Prior to both the Golden Globes and the Oscars, we even saw such online features as the “Academy Awards and Golden Globes Battle for the Spotlight.” From one perspective, when’s the last time the Academy Awards DIDN’T battle the Golden Globes for the spotlight?
The fact is, the Golden Globes and the Oscars don’t battle for the spotlight at all. Both ceremonies occupy their own space in the media spotlight with the Globes always perceived as the lesser of the two. That’s just the way it is, the way it was, and the way it always will be no matter who spins fiction.
But if you take a look at the slew of mainstream Oscar features in the last few years, it’s all the same. Here are just a few of many examples:
In 2011, you had “Overlooked at the Oscars: 109 movies not nominated for best picture” and “10 Films That Should Have Won the Best Picture Oscar!”. The following year, “Best Seriously Overlooked Films of 2010”. From the year earlier you can find “Overlooked for Oscars in 2009”. In 2008, it was the same with “Overlooked by Oscar: The Award Doesn’t Go To …”.
Sure you could argue that the movies and people are different each year at the Oscars, and that new things happen each season, so therefore the content is original. But does that really make the content original within a tired, unoriginal concept?
In 2013, with social media in play, the volume on repetitive creative behavior is louder than ever before. Just two months into the new year, “Oscar snub” features are more like knee-jerk re-tweets. Again, a quick Google search for “Oscar snubs 2013” shows that people are simply writing the same thing over and over. Is this truly the power of crowd behavior?
You can even look at some specific Oscar related features and the thousands of Harlem Shake videos in a similar light of repetitive behavior. In some ways (not all) they’re cut from the same psychology when it comes to repetition. I mean, people are now writing “7 Key Ingredients To A Successful Harlem Shake Video”. Is that really any different than “5 Ingredients To Make An Academy Award Winning Film”? Actually, don’t answer that. I don’t want to know.

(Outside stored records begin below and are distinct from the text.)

PR #13378, opened 2026-07-22
feat(i18n): add Indonesian (id-ID) language translation

samlehoy:
## Description
This PR introduces initial Indonesian (`id-ID`) language translation support for OpenObserve (`web/src/locales/languages/id-ID.json`).

## Changes Included
- Added `web/src/locales/languages/id-ID.json` with Indonesian UI translations for Logs, Metrics, Traces, Dashboards, Alerts, Settings, and Ingestion.
- Registered `id: "id-ID"` in `localeFileMap` (`web/src/locales/index.ts`).
- Registered `id: "id-ID"` in `APP_LOCALE_TO_BCP47` (`web/src/locales/numberFormat.ts`).

## Verification
- Verified JSON syntax and locale map registration.


samlehoy:
## Update: Deep Indonesian Translations

Translation file `web/src/locales/languages/id-ID.json` significantly improved:

- **49% translated** (up from <1%) � 4,333 strings now in Indonesian
- All common UI strings translated (menu items, buttons, labels, status messages, validation messages)
- All section-level terminology localized (emptyState, common, flow, validation, search, menu, rum, login, user, invitation, serviceAccounts, shortcuts, etc.)
- JSON structure validated � 100% consistent with `en-US.json`

Commit: `bf0839a`

bjp232004 (approved):

hengfeiyang:
@samlehoy Please help check the CI issue, it looks both format issue.

hengfeiyang:
Thank you for this, and apologies for the slow response — you deserved this feedback much earlier than today.

I've reviewed the locale file in detail. There are three things that will fail CI as it stands, and one that needs a native-speaker pass.

**1. The file was generated against an old `en-US` snapshot.** Compared to today's `main`, it is missing 7,404 of 14,492 keys (51%) and carries 1,748 keys that no longer exist in `en-US`. It is also missing all 16 `alerts.previewEvaluation.*` keys, which the `alerts.previewEvaluation key parity` test in `localeMessages.spec.ts` hard-requires for every locale file. Please regenerate from the current `web/src/locales/languages/en-US.json`.

**2. Seventeen messages interpolate placeholder names that `en-US` never defines** — for example `{tipe}` for `{type}` in `metrics.explorer.card.ariaLabel`, `{minutes}` for `{count}` in `logs.searchHistory.minutes`, and invented `{plural}` / `{maxPlural}` in `about.limit_exceeded_*`. These render as empty strings at runtime and fail the subset check in `localeMessages.spec.ts`. Separately, `pipeline.streamSelectionNameInvalid` un-escapes the `{'@'}` from `en-US` into a raw `@`. Placeholder names and i18n escapes have to survive translation verbatim.

**3. Pipeline markers leaked into a shipped string.** `synthetics.protocolConfig.http.bodyPlaceholder` contains `__TMPL__{"key": "value"}__END__`. Besides the wrapper markers, the unescaped `{"key": "value"}` cannot be tokenized by vue-i18n — this exact key is the documented crash case in `localeMessages.spec.ts`, and `en-US` escapes it as `{'{'}"key": "value"{'}'}`. As written this fails the "should all compile with vue-i18n" test and at runtime would tear down the HTTP check's request-body card.

**4. The locale isn't in the language switcher.** It's registered in `localeFileMap` and `APP_LOCALE_TO_BCP47`, but not added to `langList` in `web/src/layouts/MainLayout.vue`, so Indonesian is only reachable via browser auto-detection. Please add `{ label: raw("Bahasa Indonesia"), code: "id" }` there and update the matching assertion in `MainLayout.spec.ts`.

**On translation quality.** Roughly 486 long strings are still essentially English with isolated Indonesian words substituted in ("Dasbor bring your metrics…"), and about 505 mix both languages mid-sentence ("Gagal to hapus {failCount} dashboard(s)", "sementara the maksimum allowed apakah {max} day" — *apakah* is an interrogative particle, not a copula). This needs a native-speaker pass before it ships.

Running `vitest web/src/locales` locally will catch items 1–3 before you push.

Two process notes: the title is `feat(i18n):`, so `feat-design-checker` requires `Design at: #xxx` as the first line of the description. And to keep the queue clean we'll close this PR if there's no update within the next two days — that's purely housekeeping, not a rejection, and we'll happily reopen it whenever you pick it back up.

hengfeiyang:
Closing this one, since the review points from September 7 haven't been picked up and we'd rather not leave the PR sitting open indefinitely.

To recap what would need to happen for an Indonesian locale to land: the file needs regenerating against the current `en-US` (it was generated against a snapshot that is now several thousand keys behind), the 17 renamed placeholders and the leaked `__TMPL__` markers need fixing, `bodyPlaceholder` needs escaping, and `langList` needs its entry.

None of that is a judgement on the effort you put in — the core problem is that the file was generated once and the baseline moved underneath it. If you'd like to come back to this, please reopen or open a fresh PR against current `main`; we'll review it properly and a great deal faster than we managed this time. Apologies again for how long this sat without a real response.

But hey, to each his own. I get the game all too well. As an entertainment writer, I used to place a lot of importance on the Oscars earlier in my career until I realized that I was writing the same thing over and over, year after year, expecting it to matter. If it sounds insane, it certainly felt like it.
Interestingly, as Psychology Today once published, it’s not necessarily the definition of insanity that matters in this case but rather the difference between “perseveration” and “perseverance.”

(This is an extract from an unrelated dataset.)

PR #13383, opened 2026-07-22
test: remove redundant networkidle waits in Logs-Features specs (alpha stability + speed)

Shrinath-O2:
## Why

The **Logs-Features** alpha1 shard runs 18–23 min and intermittently trips *"self-hosted runner lost communication"* — a **duration-driven infra flake**, not a test failure (the tests were passing right up to the runner death). A long job keeps the self-hosted runner under sustained load, raising the odds it drops off the network. Shrink the runtime and the flake probability drops with it.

“Perseveration feels compulsive, hopeless, helpless, automatic and unsatisfying,” the article states. “There is a desire to stop, but stopping doesn’t feel like an option. Perseverance feels like striving toward a noble goal, and whether or not it’s reached it there is virtue in the effort. Perseverance is a strong, valuable quality. Perseveration is a troubling issue needing clinical attention.”
But let’s be honest here, Oscar features get a lot of traffic leading up to the big ceremony. That’s the long and short of why the Internet is clogged with so many similar pieces. Well, that and a fear of ostracism by not producing the same Oscar related content as everyone else. Writing the same Oscar features each year with the expectation of a different result is one thing. Writing the same Oscar related articles with the expectation of the same traffic-to-revenue result could be considered strategically sane.
Since Oscar features continue to be churned out each year ad nauseam, what’s your diagnosis of why people keep repeating the same creative behavior each year?